SOURCE INFORMATION:
PR #7954, opened 2023-12-09
Implement happy eyeballs (RFC 8305)

### LINKED ISSUE #4451: Support Happy Eyeballs from Python 3.8

bdraco:
## What do these changes do?

Implements Happy Eyeballs support (https://datatracker.ietf.org/doc/html/rfc8305)

Dual stack connections where IPv6 is not working should now be successful.

## Related issue number

fixes #4451

## Checklist

--

TODO

- [x] docs (params `happy_eyeballs_delay` and `interleave` function the same as cpython but we should point that out, and how to disable `happy_eyeballs_delay` by setting it to `None`)
- [x] more production and functional testing
- [x] tests for ipv4 fallback
- [x] tests for interleave
- [x] tests for family
- [x] timeline

This PR is a first step as I need to make sure this library works for the other projects as well. Its likely to sit for a bit while I test the library with all the projects that need it so there aren't any need to do breaking changes before all the other projects start consuming it:
- https://github.com/esphome/aioesphomeapi/pull/789
- https://github.com/Jc2k/aiohomekit/pull/349

--


aiohttp/connector.py
```diff
@@ -956,16 +958,33 @@ def _get_fingerprint(self, req: ClientRequest) -> Optional["Fingerprint"]:
...
+        local_addrs_infos = None
+        if self._local_addr:
+            host, port = self._local_addr
+            is_ipv6 = helpers.is_ipv6_address(host)
+            family = socket.AF_INET6 if is_ipv6 else socket.AF_INET
+            if is_ipv6:
+                addr = (host, port, 0, 0)
+            else:
+                addr = (host, port)
+            local_addrs_infos = [(family, 0, 0, addr)]
```
bdraco: Should probably be a helper

aiohttp/connector.py
```diff
@@ -1160,6 +1170,17 @@ def drop_exception(fut: "asyncio.Future[List[Dict[str, Any]]]") -> None:
...
+                    bad_peer = sock.getpeername()
+                    bad_addrs_infos: List[aiohappyeyeballs.AddrInfoType] = []
+                    for addr_info in addr_infos:
+                        if addr_info[-1][0] == bad_peer[0]:
+                            bad_addrs_infos.append(addr_info)
+                    if bad_addrs_infos:
+                        for bad_addr_info in bad_addrs_infos:
+                            addr_infos.remove(bad_addr_info)
+                    else:
+                        addr_infos.pop(0)
```
bdraco: This isn't great, would be better to make a helper here

bdraco:
functional tests seem to be ok

Anything that does this will fail since `aiohappyeyeballs.start_connection` isn't mocked
```
        self.loop.create_connection = make_mocked_coro((mock.Mock(), mock.Mock()))
```

aiohttp/connector.py
```diff
@@ -69,6 +72,76 @@
...
+    """Pop addr_info from the list of addr_infos by addr."""
+    bad_addrs_infos: List[aiohappyeyeballs.AddrInfoType] = []
+    for addr_info in addr_infos:
+        if addr_info[-1][0] == addr[0]:
+            bad_addrs_infos.append(addr_info)
+    if bad_addrs_infos:
+        for bad_addr_info in bad_addrs_infos:
+            addr_infos.remove(bad_addr_info)
+    else:
+        addr_infos.pop(0)
```
bdraco: This should probably raise instead of popping the first one since it means we can't find the bad peer for some reason.  Likely a problem comparing the addresses since the str may be formatted different. 

Need to add coverage for this

requirements/constraints.txt
```diff
@@ -1,11 +1,13 @@
 #
-# This file is autogenerated by pip-compile with python 3.8
-# To update, run:
+# This file is autogenerated by pip-compile with Python 3.8
+# by the following command:
 #
-#    pip-compile --allow-unsafe --output-file=requirements/constraints.txt --resolver=backtracking --strip-extras requirements/constraints.in
+#    pip-compile --allow-unsafe --output-file=requirements/constraints.txt --strip-extras requirements/constraints.in
```
bdraco: TODO: revert header changes manually

requirements/dev.txt
```diff
@@ -1,11 +1,13 @@
 #
-# This file is autogenerated by pip-compile with python 3.8
-# To update, run:
+# This file is autogenerated by pip-compile with Python 3.8
+# by the following command:
 #
-#    pip-compile --allow-unsafe --output-file=requirements/dev.txt --resolver=backtracking --strip-extras requirements/dev.in
+#    pip-compile --allow-unsafe --output-file=requirements/dev.txt --strip-extras requirements/dev.in
 #
```
bdraco: TODO: revert header changes manually

requirements/test.txt
```diff
@@ -1,11 +1,13 @@
 #
-# This file is autogenerated by pip-compile with python 3.8
+# This file is autogenerated by pip-compile with Python 3.8
 # by the following command:
 #
-#    pip-compile --allow-unsafe --output-file=requirements/test.txt --resolver=backtracking --strip-extras requirements/test.in
+#    pip-compile --allow-unsafe --output-file=requirements/test.txt --strip-extras requirements/test.in
 #
```
bdraco: TODO: revert header changes manually

tests/conftest.py
```diff
@@ -208,3 +208,11 @@ def netrc_contents(
...
 
     return netrc_file_path
+
+
+@pytest.fixture
+def start_connection():
+    with mock.patch(
+        "aiohttp.connector.aiohappyeyeballs.start_connection"
+    ) as start_connection_mock:
+        yield start_connection_mock
```
bdraco:
```suggestion
```

aiohttp/connector.py
```diff
@@ -1160,6 +1199,10 @@ def drop_exception(fut: "asyncio.Future[List[Dict[str, Any]]]") -> None:
                     if not self._cleanup_closed_disabled:
                         self._cleanup_closed_transports.append(transp)
                     last_exc = exc
+                    # Remove the bad peer from the list of addr_infos
+                    sock: socket.socket = transp.get_extra_info("socket")
+                    bad_peer = sock.getpeername()
+                    aiohappyeyeballs.remove_addr_infos(addr_infos, bad_peer[0])
```
bdraco: This should take the whole peer since it could mean we have different ports even if it's unlikely

bdraco: https://bugs.python.org/issue42620

requirements/test.txt
Dreamsorcerer: I wonder if it's reasonable to add `--no-header`, so this causes less issues in future...

setup.cfg
```diff
@@ -47,6 +47,7 @@ zip_safe = False
 include_package_data = True
 
 install_requires =
+  aiohappyeyeballs >= 2.0.0
```
Dreamsorcerer: Should we maybe put this under speedups and make it optional?

bdraco: I thought about this from the perspective that IPv6 support should be a base feature, and without Happy Eyeballs, IPV6 tends to get turned off because it cannot establish a connection before the timeout with many network setups.

At least from my experience with Home Assistant, we have IPv6 turned off in many places by setting the address family to AF_INET only because the lack of Happy Eyeballs makes using IPv6 untenable.

From my perspective, it is much more valuable if IPv6 works out of the box with the developer not having to tinker to get things working.

Dreamsorcerer: OK, seems reasonable then. Hopefully we can get it into cpython in the next couple of releases and then drop the dependency again.

Dreamsorcerer (approved):

bdraco:
After a brief detour to fix some mdns bugs in zeroconf, I've got the other libraries that need this working as expected.

I need to do more functional testing and update the connector tests

tests/test_connector.py
```diff
@@ -594,6 +601,7 @@ async def test_tcp_connector_multiple_hosts_errors(loop: Any) -> None:
     ip4 = "192.168.1.4"
```
bdraco, line 601: We need a similar test to make sure it falls back to the ipv4 host but should be quite light as to not reimplement testing the library

aiohttp/connector.py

DESCRIPTION OF THE TASK: All of the material above should be printed again exactly as it is.

EXERCISE SOLUTION:
PR #7954, opened 2023-12-09
Implement happy eyeballs (RFC 8305)

### LINKED ISSUE #4451: Support Happy Eyeballs from Python 3.8

bdraco:
## What do these changes do?

Implements Happy Eyeballs support (https://datatracker.ietf.org/doc/html/rfc8305)

Dual stack connections where IPv6 is not working should now be successful.

## Related issue number

fixes #4451

## Checklist

--

TODO

- [x] docs (params `happy_eyeballs_delay` and `interleave` function the same as cpython but we should point that out, and how to disable `happy_eyeballs_delay` by setting it to `None`)
- [x] more production and functional testing
- [x] tests for ipv4 fallback
- [x] tests for interleave
- [x] tests for family
- [x] timeline

This PR is a first step as I need to make sure this library works for the other projects as well. Its likely to sit for a bit while I test the library with all the projects that need it so there aren't any need to do breaking changes before all the other projects start consuming it:
- https://github.com/esphome/aioesphomeapi/pull/789
- https://github.com/Jc2k/aiohomekit/pull/349

--


aiohttp/connector.py
```diff
@@ -956,16 +958,33 @@ def _get_fingerprint(self, req: ClientRequest) -> Optional["Fingerprint"]:
...
+        local_addrs_infos = None
+        if self._local_addr:
+            host, port = self._local_addr
+            is_ipv6 = helpers.is_ipv6_address(host)
+            family = socket.AF_INET6 if is_ipv6 else socket.AF_INET
+            if is_ipv6:
+                addr = (host, port, 0, 0)
+            else:
+                addr = (host, port)
+            local_addrs_infos = [(family, 0, 0, addr)]
```
bdraco: Should probably be a helper

aiohttp/connector.py
```diff
@@ -1160,6 +1170,17 @@ def drop_exception(fut: "asyncio.Future[List[Dict[str, Any]]]") -> None:
...
+                    bad_peer = sock.getpeername()
+                    bad_addrs_infos: List[aiohappyeyeballs.AddrInfoType] = []
+                    for addr_info in addr_infos:
+                        if addr_info[-1][0] == bad_peer[0]:
+                            bad_addrs_infos.append(addr_info)
+                    if bad_addrs_infos:
+                        for bad_addr_info in bad_addrs_infos:
+                            addr_infos.remove(bad_addr_info)
+                    else:
+                        addr_infos.pop(0)
```
bdraco: This isn't great, would be better to make a helper here

bdraco:
functional tests seem to be ok

Anything that does this will fail since `aiohappyeyeballs.start_connection` isn't mocked
```
        self.loop.create_connection = make_mocked_coro((mock.Mock(), mock.Mock()))
```

aiohttp/connector.py
```diff
@@ -69,6 +72,76 @@
...
+    """Pop addr_info from the list of addr_infos by addr."""
+    bad_addrs_infos: List[aiohappyeyeballs.AddrInfoType] = []
+    for addr_info in addr_infos:
+        if addr_info[-1][0] == addr[0]:
+            bad_addrs_infos.append(addr_info)
+    if bad_addrs_infos:
+        for bad_addr_info in bad_addrs_infos:
+            addr_infos.remove(bad_addr_info)
+    else:
+        addr_infos.pop(0)
```
bdraco: This should probably raise instead of popping the first one since it means we can't find the bad peer for some reason.  Likely a problem comparing the addresses since the str may be formatted different. 

Need to add coverage for this

requirements/constraints.txt
```diff
@@ -1,11 +1,13 @@
 #
-# This file is autogenerated by pip-compile with python 3.8
-# To update, run:
+# This file is autogenerated by pip-compile with Python 3.8
+# by the following command:
 #
-#    pip-compile --allow-unsafe --output-file=requirements/constraints.txt --resolver=backtracking --strip-extras requirements/constraints.in
+#    pip-compile --allow-unsafe --output-file=requirements/constraints.txt --strip-extras requirements/constraints.in
```
bdraco: TODO: revert header changes manually

requirements/dev.txt
```diff
@@ -1,11 +1,13 @@
 #
-# This file is autogenerated by pip-compile with python 3.8
-# To update, run:
+# This file is autogenerated by pip-compile with Python 3.8
+# by the following command:
 #
-#    pip-compile --allow-unsafe --output-file=requirements/dev.txt --resolver=backtracking --strip-extras requirements/dev.in
+#    pip-compile --allow-unsafe --output-file=requirements/dev.txt --strip-extras requirements/dev.in
 #
```
bdraco: TODO: revert header changes manually

requirements/test.txt
```diff
@@ -1,11 +1,13 @@
 #
-# This file is autogenerated by pip-compile with python 3.8
+# This file is autogenerated by pip-compile with Python 3.8
 # by the following command:
 #
-#    pip-compile --allow-unsafe --output-file=requirements/test.txt --resolver=backtracking --strip-extras requirements/test.in
+#    pip-compile --allow-unsafe --output-file=requirements/test.txt --strip-extras requirements/test.in
 #
```
bdraco: TODO: revert header changes manually

tests/conftest.py
```diff
@@ -208,3 +208,11 @@ def netrc_contents(
...
 
     return netrc_file_path
+
+
+@pytest.fixture
+def start_connection():
+    with mock.patch(
+        "aiohttp.connector.aiohappyeyeballs.start_connection"
+    ) as start_connection_mock:
+        yield start_connection_mock
```
bdraco:
```suggestion
```

aiohttp/connector.py
```diff
@@ -1160,6 +1199,10 @@ def drop_exception(fut: "asyncio.Future[List[Dict[str, Any]]]") -> None:
                     if not self._cleanup_closed_disabled:
                         self._cleanup_closed_transports.append(transp)
                     last_exc = exc
+                    # Remove the bad peer from the list of addr_infos
+                    sock: socket.socket = transp.get_extra_info("socket")
+                    bad_peer = sock.getpeername()
+                    aiohappyeyeballs.remove_addr_infos(addr_infos, bad_peer[0])
```
bdraco: This should take the whole peer since it could mean we have different ports even if it's unlikely

bdraco: https://bugs.python.org/issue42620

requirements/test.txt
Dreamsorcerer: I wonder if it's reasonable to add `--no-header`, so this causes less issues in future...

setup.cfg
```diff
@@ -47,6 +47,7 @@ zip_safe = False
 include_package_data = True
 
 install_requires =
+  aiohappyeyeballs >= 2.0.0
```
Dreamsorcerer: Should we maybe put this under speedups and make it optional?

bdraco: I thought about this from the perspective that IPv6 support should be a base feature, and without Happy Eyeballs, IPV6 tends to get turned off because it cannot establish a connection before the timeout with many network setups.

At least from my experience with Home Assistant, we have IPv6 turned off in many places by setting the address family to AF_INET only because the lack of Happy Eyeballs makes using IPv6 untenable.

From my perspective, it is much more valuable if IPv6 works out of the box with the developer not having to tinker to get things working.

Dreamsorcerer: OK, seems reasonable then. Hopefully we can get it into cpython in the next couple of releases and then drop the dependency again.

Dreamsorcerer (approved):

bdraco:
After a brief detour to fix some mdns bugs in zeroconf, I've got the other libraries that need this working as expected.

I need to do more functional testing and update the connector tests

tests/test_connector.py
```diff
@@ -594,6 +601,7 @@ async def test_tcp_connector_multiple_hosts_errors(loop: Any) -> None:
     ip4 = "192.168.1.4"
```
bdraco, line 601: We need a similar test to make sure it falls back to the ipv4 host but should be quite light as to not reimplement testing the library

aiohttp/connector.py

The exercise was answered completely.